Exercise data:
PR #695, opened 2023-01-20
fix nil state-sync issue, increase grpc limit

manav2401:
# Description

Due to a nil value in state sync slice, a filter receiving it's subscription panics. This PR fixes it.

Additional context:
The issue was because the slice which was to be returned was initialised with all empty state sync objects before even it was filled with data. Due to some cause (mostly a validation issue), if the execution loop breaks, it will return that half-filled slice which has some nil elements. Others (filter services in this case) assume that there can’t be a nil element and hence they panic on receiving one.

# Changes

# Breaking changes

# Nodes audience

# Checklist

# Cross repository changes

    - In case link the PR here:
    - In case link the PR here:

## Testing

- [ ] I have added unit tests

### Manual tests

# Additional comments

### DIFF
--- a/eth/filters/bor_api.go
+++ b/eth/filters/bor_api.go
@@ -67,8 +67,8 @@ func (api *PublicFilterAPI) NewDeposits(ctx context.Context, crit ethereum.State
 		for {
 			select {
 			case h := <-stateSyncData:
-				if crit.ID == h.ID || bytes.Compare(crit.Contract.Bytes(), h.Contract.Bytes()) == 0 ||
-					(crit.ID == 0 && crit.Contract == common.Address{}) {
+				if h != nil && (crit.ID == h.ID || bytes.Equal(crit.Contract.Bytes(), h.Contract.Bytes()) ||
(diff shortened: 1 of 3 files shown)


JekaMas (approved):

eth/filters/bor_api.go
```diff
@@ -67,8 +67,8 @@ func (api *PublicFilterAPI) NewDeposits(ctx context.Context, crit ethereum.State
 		for {
 			select {
 			case h := <-stateSyncData:
-				if crit.ID == h.ID || bytes.Compare(crit.Contract.Bytes(), h.Contract.Bytes()) == 0 ||
-					(crit.ID == 0 && crit.Contract == common.Address{}) {
+				if h != nil && (crit.ID == h.ID || bytes.Equal(crit.Contract.Bytes(), h.Contract.Bytes()) ||
```
JekaMas, line 70: crit.Contract == h.Contract

temaniarpit27 (approved):

PR #697, opened 2023-01-20
consensus/bor : add : devFakeAuthor flag

0xsharma:
# Description

In this PR, we added `--bor.devfakeauthor` flag. Using this we can run bor as a validator without the requirement of initial validator-set or Heimdall. This flag must be used with `--bor.withoutheimdall`.

# Changes

# Checklist

## Testing

- [ ] I have added unit tests

### DIFF
--- a/consensus/bor/bor.go
+++ b/consensus/bor/bor.go
@@ -227,7 +227,8 @@ type Bor struct {
 	HeimdallClient         IHeimdallClient
 
 	// The fields below are for testing only
-	fakeDiff bool // Skip difficulty verifications
+	fakeDiff      bool // Skip difficulty verifications
+	devFakeAuthor bool
 
 	closeOnce sync.Once
 }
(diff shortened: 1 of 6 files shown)


pratikspatil024 (changes requested):
1. As we will be using this flag with `bor.withoutheimdall`, I think we should use the same config (`HeimdallConfig`) which `bor.withoutheimdall` uses. Just to keep these flags organised.
2. Please update the docs by running `make docs` once the final place of this flag is decided.

0xsharma:
@pratikspatil024 
1. This change is not just related to heimdall. It's a superset of that. This is related to developer mode where we would want a validator node running on bor consensus which can effectively create blocks without need of genesis contracts and heimdall.

2. Yes, this is in draft stage. Once everything is finalized, we will edit the docs.

JekaMas (approved):

pratikspatil024 (approved):

temaniarpit27 (approved):

PR #700, opened 2023-01-25
Added new api to support conditional transactions (EIP-4337)

pratikspatil024:
Added a new API to support conditional transactions.

Here is an example request:
```
curl localhost:8545 -X POST -H "Content-Type: application/json" -d '{"jsonrpc":"2.0", "id": 1, "method":"eth_sendRawTransactionConditional", "params": ["0x7004c824391ea40b1084e4cad27d3a550e1f784d274b26ec96a09aa9ca36e66e", {"knownAccounts": {"0xadd1add1add1add1add1add1add1add1add1add1": "0x313AaDcA1750CaadC7BCB26FF08175c95DCf8E38", "0xadd2add2add2add2add2add2add2add2add2add2": {"0x0000000000000000000000000000000000000000000000000000000000000aaa": "0x0000000000000000000000000000000000000000000000000000000000000bbb", "0x0000000000000000000000000000000000000000000000000000000000000ccc": "0x0000000000000000000000000000000000000000000000000000000000000ddd"}}}]}'
```


accounts/abi/bind/backends/simulated.go
```diff
@@ -675,6 +675,40 @@ func (b *SimulatedBackend) SendTransaction(ctx context.Context, tx *types.Transa
...
 
+// a replica of above `SendTransaction` function
+func (b *SimulatedBackend) SendTransactionConditional(ctx context.Context, tx *types.Transaction, knownAccounts map[string]map[common.Address]interface{}) error {
+	b.mu.Lock()
+	defer b.mu.Unlock()
+
+	// Get the last block
+	block, err := b.blockByHash(ctx, b.pendingBlock.ParentHash())
+	if err != nil {
+		return fmt.Errorf("could not fetch parent")
```
JekaMas, line 686: Could you use errors as predefined values? Also, I believe it's useful to add come context to each error and use `errors.New()` for defining new errors and `fmt.Errorf("%w %v - any placeholders", errMyError, var1, var2...)` providing additional context to an error.

accounts/abi/bind/backends/simulated.go
```diff
@@ -675,6 +675,40 @@ func (b *SimulatedBackend) SendTransaction(ctx context.Context, tx *types.Transa
...
+	if err != nil {
+		return fmt.Errorf("invalid transaction: %v", err)
+	}
+	nonce := b.pendingState.GetNonce(sender)
+	if tx.Nonce() != nonce {
+		return fmt.Errorf("invalid transaction nonce: got %d, want %d", tx.Nonce(), nonce)
+	}
+	// Include tx in chain
+	blocks, _ := core.GenerateChain(b.config, block, ethash.NewFaker(), b.database, 1, func(number int, block *core.BlockGen) {
+		for _, tx := range b.pendingBlock.Transactions() {
```
JekaMas, line 700: could we remove variable shadowing?

JekaMas: could `pending` block be changed during the for loop? is it thread safe to perform such loop?

ethclient/ethclient_test.go
```diff
@@ -569,6 +569,8 @@ func testCallContract(t *testing.T, client *rpc.Client) {
 func testAtFunctions(t *testing.T, client *rpc.Client) {
 	ec := NewClient(client)
 
+	sendTransactionConditional(ec)
```
JekaMas, line 572: should we check the error here?

accounts/abi/bind/backends/simulated.go
pratikspatil024: Right, this can be done.
This function is the replica of the `SendTransaction` function defined just above it. It is not used anywhere, and I have just kept it here because it was included in the interface.

accounts/abi/bind/backends/simulated.go
pratikspatil024: I think this function is used only for testing purposes, so I think this is fine. What do you think?

accounts/abi/bind/backends/simulated.go
```diff
@@ -675,6 +675,40 @@ func (b *SimulatedBackend) SendTransaction(ctx context.Context, tx *types.Transa
...
+			block.AddTxWithChain(b.blockchain, tx)
+		}
+		block.AddTxWithChain(b.blockchain, tx)
+	})
+	stateDB, _ := b.blockchain.State()
+
+	b.pendingBlock = blocks[0]
+	b.pendingState, _ = state.New(b.pendingBlock.Root(), stateDB.Database(), nil)
```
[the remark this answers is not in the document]
pratikspatil024: Yes, I will add an error check here. Thanks!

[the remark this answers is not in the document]
pratikspatil024: Yes, I will add an error check here. Thanks!

internal/ethapi/api.go
```diff
@@ -1928,6 +1929,46 @@ func (s *PublicTransactionPoolAPI) SendRawTransaction(ctx context.Context, input
...
+	tx := new(types.Transaction)
+	if err := tx.UnmarshalBinary(input); err != nil {
+		return common.Hash{}, err
+	}
+
+	if knownAccounts["knownAccounts"] == nil {
+		// should we allow this?
+		// throwing an error, for now
+		return common.Hash{}, errors.New("knownAccounts is empty")
+	}
```
cffls, line 1944: I don't think we should assume this to be always non-empty. Bundlers should be fully responsible for this field.

pratikspatil024: Okay, that makes sense.

cffls (approved):

PR #701, opened 2023-01-25
Arpit/temp bor sync

temaniarpit27:
# Description

Fix issues raised by Alchemy for bor syncing

# Changes

# Breaking changes

# Nodes audience

# Checklist

# Cross repository changes

    - In case link the PR here:
    - In case link the PR here:

## Testing

- [ ] I have added unit tests

### Manual tests

# Additional comments

### DIFF
--- a/core/rawdb/bor_receipt.go
+++ b/core/rawdb/bor_receipt.go
@@ -7,6 +7,7 @@ import (
 	"github.com/ethereum/go-ethereum/core/types"
 	"github.com/ethereum/go-ethereum/ethdb"
 	"github.com/ethereum/go-ethereum/log"
+	"github.com/ethereum/go-ethereum/params"
 	"github.com/ethereum/go-ethereum/rlp"
 )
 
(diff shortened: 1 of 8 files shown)


core/rawdb/bor_receipt.go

Assignment: From the entries above, copy every line where the word "github" shows up.

Answer to this problem:
 	"github.com/ethereum/go-ethereum/core/types"
 	"github.com/ethereum/go-ethereum/ethdb"
 	"github.com/ethereum/go-ethereum/log"
+	"github.com/ethereum/go-ethereum/params"
 	"github.com/ethereum/go-ethereum/rlp"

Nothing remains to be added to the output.